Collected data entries
===============
PR #10111, opened 2025-07-03
[GLUTEN-10112][VL] Fix deadLock caused by objectStore when native writer throws oom exception

zjuwangg:

Fix dead lock founded in #10112

(Fixes: \#10112)

### Problem description 
The task thread on the Executor is blocked by a single runnable task thread. The runnable task thread continues to run in nativeSpill without exiting.
Image

### Cause Analysis

1. Observing the runnable task thread stack, it was found that the task is already in the resource release phase, and theoretically should not trigger spill operations again.

2. Checking the log of the runnable task and observing the task's operation logs, it was found that during the native write phase, insufficient OOM (Out Of Memory) triggered the task's failure cleanup action.

3. Why does the nativeSpill operation get triggered again during the resource release phase? 

 Additional logs were added to record the native stack of the last reserveMemory operation

image

4. Why does triggering the nativeSpill method again during the RuntimeJniWrapper resource release phase lead to a stuck (deadlock) issue?

The core reason is that all operations on the ObjectStore data structure are protected by a mutual exclusion lock.

First, looking at the destructor method, a lock is acquired at the start of the method. When destructing VeloxParquetDatasource, the acquireMemory operation is triggered, which further triggers the spill operation.

image

nativeSpill method:

image

The NativeSpill method then performs a retrieve iterator operation in the objectStore. The retrieve operation waits for the lock acquired by the `~ObjectStore` destructor, leading to a deadlock and the task not exiting.

image

### how this modification would work?
Understanding the root cause, the fix approach is relatively straightforward, with several options:

Avoid acquiring additional memory during the destruction of VeloxParquetDatasource.
Change the locks for ObjectStore operations to reentrant locks.
Do not acquire locks when releasing objects held by ObjectStore.

After comprehensive evaluation, method 3 was chosen for the fix to minimize the impact of modifications on overall stability.

## How was this patch tested?
Tested in our production environment

### DIFF
--- a/cpp/core/utils/ObjectStore.cc
+++ b/cpp/core/utils/ObjectStore.cc
@@ -19,7 +19,7 @@
 #include <glog/logging.h>
 #include <iostream>
 
-//static
+// static
 std::unique_ptr<gluten::ObjectStore> gluten::ObjectStore::create() {
   static std::mutex mtx;
   std::lock_guard<std::mutex> lock(mtx);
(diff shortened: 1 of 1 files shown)


zjuwangg:
@zhztheplayer plz help review this when you have time

cpp/core/utils/ObjectStore.cc
```diff
@@ -37,23 +37,31 @@ gluten::ResourceMap<gluten::ObjectStore*>& gluten::ObjectStore::stores() {
...
-    const size_t size = info.size;
-    VLOG(2) << "Unclosed object ["
-            << "Store ID: " << storeId_ << ", Resource handle ID: " << handle << ", TypeName: " << typeName
-            << ", Size: " << size
-            << "] is found when object store is closing. Gluten will"
-               " destroy it automatically but it's recommended to manually close"
-               " the object through the Java closing API after use,"
-               " to minimize peak memory pressure of the application.";
-    store_.erase(handle);
+  std::vector<std::shared_ptr<void>> objects;
```
zhztheplayer: I searched for usages of this vector but found nothing. Is it intended to be updated in the loop or something?

zhztheplayer:
@zjuwangg Thank you for the comprehensive analysis of the bug. It certainly makes sense.

cpp/core/utils/ObjectStore.cc
zjuwangg: Good catch, it should be updated in the following loop. And keep aliveObjects so that we can destruct related object out of mtx scope.
Will updated soon!

cpp/core/utils/ObjectStore.cc
```diff
@@ -37,23 +37,34 @@ gluten::ResourceMap<gluten::ObjectStore*>& gluten::ObjectStore::stores() {
...
+      // transfer ownership of the object to the temporary vector
+      objects.push_back(store_.lookup(handle));
+      store_.erase(handle);
+    }
+    stores().erase(storeId_);
+  }
+  // destructing objects outside the lock to avoid deadlock
+  for (auto& obj : objects) {
+    if (obj) {
+      obj.reset();
```
zhztheplayer: In the case your mentioned, `store_` may be accessed again when `obj.reset()` is called. However, IIUC, at this moment, the main object container `store_` is already emptied. Wouldn't there be a new `object not found` error being thrown, which is unexpected either?

zjuwangg: You are right but in this situation there will be no problem for ParquetFileWriter, which will ignore all exception during it's destructors as https://github.com/facebookincubator/velox/blob/main/velox/dwio/parquet/writer/arrow/FileWriter.cpp#L646.

`In C++, destructors should generally not throw exceptions that are allowed to escape the destructor. This is a crucial guideline for writing robust and reliable C++ code`.

For other obj  besides `ParquetFileWriter`, if `object not found` being thrown we can fix it's destructors method, it's better to run in endless deadLock loop.

zhztheplayer: Thank you for the explanation. I'll take a closer look tomorrow on this. You are right that at least we can avoid a dead lock by the change.

zhztheplayer: @zjuwangg Would you think the following could be feasible (pseudo)? Thanks!

```cpp
for (;;) {
  lock_.lock();
  if (aliveObjects_.empty()) {
    break;
  }
  obj o = aliveObjects_.pop()
  lock_.unlock()
  o.release();
}
```

zjuwangg: It should be okey, will address it tomorrow.

zjuwangg: Just addressed

zhztheplayer (approved):
Thanks! I assume this version doesn't crash but haven't had a chance to test it. Let me know if any issue is found afterwards.

zjuwangg:
Can anyone help merge this?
===============
> What you have to do:
Give back the data above, repeating every record exactly.

> Task result:
PR #10111, opened 2025-07-03
[GLUTEN-10112][VL] Fix deadLock caused by objectStore when native writer throws oom exception

zjuwangg:

Fix dead lock founded in #10112

(Fixes: \#10112)

### Problem description 
The task thread on the Executor is blocked by a single runnable task thread. The runnable task thread continues to run in nativeSpill without exiting.
Image

### Cause Analysis

1. Observing the runnable task thread stack, it was found that the task is already in the resource release phase, and theoretically should not trigger spill operations again.

2. Checking the log of the runnable task and observing the task's operation logs, it was found that during the native write phase, insufficient OOM (Out Of Memory) triggered the task's failure cleanup action.

3. Why does the nativeSpill operation get triggered again during the resource release phase? 

 Additional logs were added to record the native stack of the last reserveMemory operation

image

4. Why does triggering the nativeSpill method again during the RuntimeJniWrapper resource release phase lead to a stuck (deadlock) issue?

The core reason is that all operations on the ObjectStore data structure are protected by a mutual exclusion lock.

First, looking at the destructor method, a lock is acquired at the start of the method. When destructing VeloxParquetDatasource, the acquireMemory operation is triggered, which further triggers the spill operation.

image

nativeSpill method:

image

The NativeSpill method then performs a retrieve iterator operation in the objectStore. The retrieve operation waits for the lock acquired by the `~ObjectStore` destructor, leading to a deadlock and the task not exiting.

image

### how this modification would work?
Understanding the root cause, the fix approach is relatively straightforward, with several options:

Avoid acquiring additional memory during the destruction of VeloxParquetDatasource.
Change the locks for ObjectStore operations to reentrant locks.
Do not acquire locks when releasing objects held by ObjectStore.

After comprehensive evaluation, method 3 was chosen for the fix to minimize the impact of modifications on overall stability.

## How was this patch tested?
Tested in our production environment

### DIFF
--- a/cpp/core/utils/ObjectStore.cc
+++ b/cpp/core/utils/ObjectStore.cc
@@ -19,7 +19,7 @@
 #include <glog/logging.h>
 #include <iostream>
 
-//static
+// static
 std::unique_ptr<gluten::ObjectStore> gluten::ObjectStore::create() {
   static std::mutex mtx;
   std::lock_guard<std::mutex> lock(mtx);
(diff shortened: 1 of 1 files shown)


zjuwangg:
@zhztheplayer plz help review this when you have time

cpp/core/utils/ObjectStore.cc
```diff
@@ -37,23 +37,31 @@ gluten::ResourceMap<gluten::ObjectStore*>& gluten::ObjectStore::stores() {
...
-    const size_t size = info.size;
-    VLOG(2) << "Unclosed object ["
-            << "Store ID: " << storeId_ << ", Resource handle ID: " << handle << ", TypeName: " << typeName
-            << ", Size: " << size
-            << "] is found when object store is closing. Gluten will"
-               " destroy it automatically but it's recommended to manually close"
-               " the object through the Java closing API after use,"
-               " to minimize peak memory pressure of the application.";
-    store_.erase(handle);
+  std::vector<std::shared_ptr<void>> objects;
```
zhztheplayer: I searched for usages of this vector but found nothing. Is it intended to be updated in the loop or something?

zhztheplayer:
@zjuwangg Thank you for the comprehensive analysis of the bug. It certainly makes sense.

cpp/core/utils/ObjectStore.cc
zjuwangg: Good catch, it should be updated in the following loop. And keep aliveObjects so that we can destruct related object out of mtx scope.
Will updated soon!

cpp/core/utils/ObjectStore.cc
```diff
@@ -37,23 +37,34 @@ gluten::ResourceMap<gluten::ObjectStore*>& gluten::ObjectStore::stores() {
...
+      // transfer ownership of the object to the temporary vector
+      objects.push_back(store_.lookup(handle));
+      store_.erase(handle);
+    }
+    stores().erase(storeId_);
+  }
+  // destructing objects outside the lock to avoid deadlock
+  for (auto& obj : objects) {
+    if (obj) {
+      obj.reset();
```
zhztheplayer: In the case your mentioned, `store_` may be accessed again when `obj.reset()` is called. However, IIUC, at this moment, the main object container `store_` is already emptied. Wouldn't there be a new `object not found` error being thrown, which is unexpected either?

zjuwangg: You are right but in this situation there will be no problem for ParquetFileWriter, which will ignore all exception during it's destructors as https://github.com/facebookincubator/velox/blob/main/velox/dwio/parquet/writer/arrow/FileWriter.cpp#L646.

`In C++, destructors should generally not throw exceptions that are allowed to escape the destructor. This is a crucial guideline for writing robust and reliable C++ code`.

For other obj  besides `ParquetFileWriter`, if `object not found` being thrown we can fix it's destructors method, it's better to run in endless deadLock loop.

zhztheplayer: Thank you for the explanation. I'll take a closer look tomorrow on this. You are right that at least we can avoid a dead lock by the change.

zhztheplayer: @zjuwangg Would you think the following could be feasible (pseudo)? Thanks!

```cpp
for (;;) {
  lock_.lock();
  if (aliveObjects_.empty()) {
    break;
  }
  obj o = aliveObjects_.pop()
  lock_.unlock()
  o.release();
}
```

zjuwangg: It should be okey, will address it tomorrow.

zjuwangg: Just addressed

zhztheplayer (approved):
Thanks! I assume this version doesn't crash but haven't had a chance to test it. Let me know if any issue is found afterwards.

zjuwangg:
Can anyone help merge this?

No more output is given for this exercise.